■ **Instructions to follow**: Pull each line containing "packages" from the data.

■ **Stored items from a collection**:
▼
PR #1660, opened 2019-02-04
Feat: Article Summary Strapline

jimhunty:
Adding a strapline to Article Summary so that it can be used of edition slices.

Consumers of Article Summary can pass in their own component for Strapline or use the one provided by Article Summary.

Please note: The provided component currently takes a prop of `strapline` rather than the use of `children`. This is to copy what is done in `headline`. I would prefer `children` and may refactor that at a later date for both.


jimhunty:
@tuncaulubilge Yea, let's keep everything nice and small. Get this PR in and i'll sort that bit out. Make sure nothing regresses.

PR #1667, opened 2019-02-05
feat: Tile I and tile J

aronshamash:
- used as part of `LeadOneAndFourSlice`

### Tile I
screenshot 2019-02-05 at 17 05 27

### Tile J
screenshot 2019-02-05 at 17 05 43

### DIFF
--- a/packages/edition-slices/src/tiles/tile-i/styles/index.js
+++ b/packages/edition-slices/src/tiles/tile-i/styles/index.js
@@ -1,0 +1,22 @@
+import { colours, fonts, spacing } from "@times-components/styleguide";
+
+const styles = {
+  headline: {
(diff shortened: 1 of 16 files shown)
▲
▼
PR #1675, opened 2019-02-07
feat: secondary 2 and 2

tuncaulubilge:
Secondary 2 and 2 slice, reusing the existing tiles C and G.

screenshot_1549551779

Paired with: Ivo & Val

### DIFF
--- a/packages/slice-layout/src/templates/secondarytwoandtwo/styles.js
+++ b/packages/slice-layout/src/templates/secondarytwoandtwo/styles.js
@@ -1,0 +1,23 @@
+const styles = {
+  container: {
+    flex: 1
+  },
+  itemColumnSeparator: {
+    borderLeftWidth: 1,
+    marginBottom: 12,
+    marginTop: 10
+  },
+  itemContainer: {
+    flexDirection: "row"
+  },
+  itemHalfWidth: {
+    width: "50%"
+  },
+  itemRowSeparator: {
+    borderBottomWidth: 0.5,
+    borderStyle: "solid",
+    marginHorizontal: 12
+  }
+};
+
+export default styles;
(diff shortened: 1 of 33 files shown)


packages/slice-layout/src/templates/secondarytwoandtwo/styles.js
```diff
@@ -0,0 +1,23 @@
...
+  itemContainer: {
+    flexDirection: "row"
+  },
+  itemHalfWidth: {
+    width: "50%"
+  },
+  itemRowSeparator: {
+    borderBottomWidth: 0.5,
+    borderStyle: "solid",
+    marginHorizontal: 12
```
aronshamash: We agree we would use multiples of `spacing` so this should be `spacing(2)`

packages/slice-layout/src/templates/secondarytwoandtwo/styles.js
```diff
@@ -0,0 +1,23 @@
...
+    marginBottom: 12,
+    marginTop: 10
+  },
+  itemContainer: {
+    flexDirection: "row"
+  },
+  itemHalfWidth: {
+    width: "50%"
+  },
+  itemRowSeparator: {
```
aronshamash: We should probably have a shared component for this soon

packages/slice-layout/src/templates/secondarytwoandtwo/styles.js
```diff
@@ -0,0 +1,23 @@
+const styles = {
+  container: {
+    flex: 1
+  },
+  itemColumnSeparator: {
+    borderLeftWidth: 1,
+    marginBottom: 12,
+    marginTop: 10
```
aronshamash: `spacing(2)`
▲
■ **Your response**:
--- a/packages/edition-slices/src/tiles/tile-i/styles/index.js
+++ b/packages/edition-slices/src/tiles/tile-i/styles/index.js
--- a/packages/slice-layout/src/templates/secondarytwoandtwo/styles.js
+++ b/packages/slice-layout/src/templates/secondarytwoandtwo/styles.js
packages/slice-layout/src/templates/secondarytwoandtwo/styles.js
packages/slice-layout/src/templates/secondarytwoandtwo/styles.js
packages/slice-layout/src/templates/secondarytwoandtwo/styles.js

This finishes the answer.